=== Section Start ===

Issue #203, opened 2019-03-07
Include Content Type


Snugug:
I'd like to be able to use Resource Timing to programmatically get a sense of where my application is spend its performance budget, but unfortunately I cannot because resource timing doesn't include the ability to inspect why kind of resource it is.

=== Section End ===

- Task prompt -
Reproduce the whole listing above exactly.

- Answer for this exercise -
Issue #203, opened 2019-03-07
Include Content Type


Snugug:
I'd like to be able to use Resource Timing to programmatically get a sense of where my application is spend its performance budget, but unfortunately I cannot because resource timing doesn't include the ability to inspect why kind of resource it is.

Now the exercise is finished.